Он шел домой и думал, что никому, конечно, эти его судороги не нужны. Не понимают они. Да и как понять-то? Живешь, мечешься, ни хрена и не понимаешь. Некогда все. Всю жизнь в делах, а что сделал-то. Назаров тяжело вздохнул. Он и сам не мог понять, что с ним происходит. Не понимал, например, зачем ему надо писать Машку. Знал, что надо, но почему? Что потом-то? Ну, предположим, получится. Хорошо получится, как у Сурикова. И что? Ну скажут, все скажут: хорошо! Молодец! И что?! Он вдруг представил, что сделал свою «Машеньку», «как у Сурикова». На самом деле представил. Остановился даже. В висках застучало. Страх нахлынул, а вместе с ним еще и сила какая-то большая, поднимающая, от которой мурашки пошли по всему телу. Господи, да неужели же смогу?

Он стоял в темной неуклюжей арбатской подворотне в двух шагах от своего подъезда. Слезы душили. Машку почему-то было жалко. Не портрет, а настоящую, живую Машку.

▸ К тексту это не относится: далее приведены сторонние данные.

PR #6488, opened 2023-03-28
VPN-4318 VPN-4477 - Schedule TaskProduct before showing the subscription view, if not done before

strseb:
## Bug Description
This is a race condition on mobile - if the app was started while logged in, we are not going to fetch the products apart from "scheduleRefreshDataTasks" given the mobile app is probably in the background most of the time that is not guaranteed to have happened. 
This pr makes sure the account check will assert we have products.

## Fix: 
- [a108574](https://github.com/mozilla-mobile/mozilla-vpn-client/pull/6488/commits/a108574a006172f2c85c883d98030461a2e702fc) is the real fix. We organize all "taskProducts" creations in a single place and make sure to trigger it either when we start auth or randomly go into the needs subscription flow, i.e when the subscription expires. Also we change the UI so it show's a spinner if the Loading of the product's is not yet complete instead of showing an "empty" screen with a subscribe now button that is broken. 
- [64a32da](https://github.com/mozilla-mobile/mozilla-vpn-client/pull/6488/commits/64a32daf8a31563a357ab1d623fbfd20123cd566) Useful debugging thing, we should keep that.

Спал он плохо. Несколько раз за ночь вставал, курил, чай пил. Вроде ни о чем особенно и не думал, а уснуть не мог. Утром дождался пока жена уйдет на работу, встал, неторопливо почистил зубы, умылся, выпил чаю и пошел в комнату. Что-то там повозился, потом вернулся на кухню, постоял, погрыз ногти, глядя в окно, и позвонил начальнице. Сказал, упрямо нахмурившись, но спокойно, что больше на работу не придет. И положил трубку.

В комнате на мольберте его ждала «Машка». В карандаше пока. Одна щека только залита. Нежная детская щечка.

НОСКИ БЕЗ РЕЗИНОК

Дед в письме опять носки просил: «…как у Шурки-то, помнишь, без резинок, а то ноги затекают». Студент Московского университета Александр Парамонов еще раз перечитал как всегда длинное дедово письмо. Ничего больше в нем не было, обычный перечень стариковской жизни. «Не лень и писать все подряд», – подумал, но за носки неудобно стало.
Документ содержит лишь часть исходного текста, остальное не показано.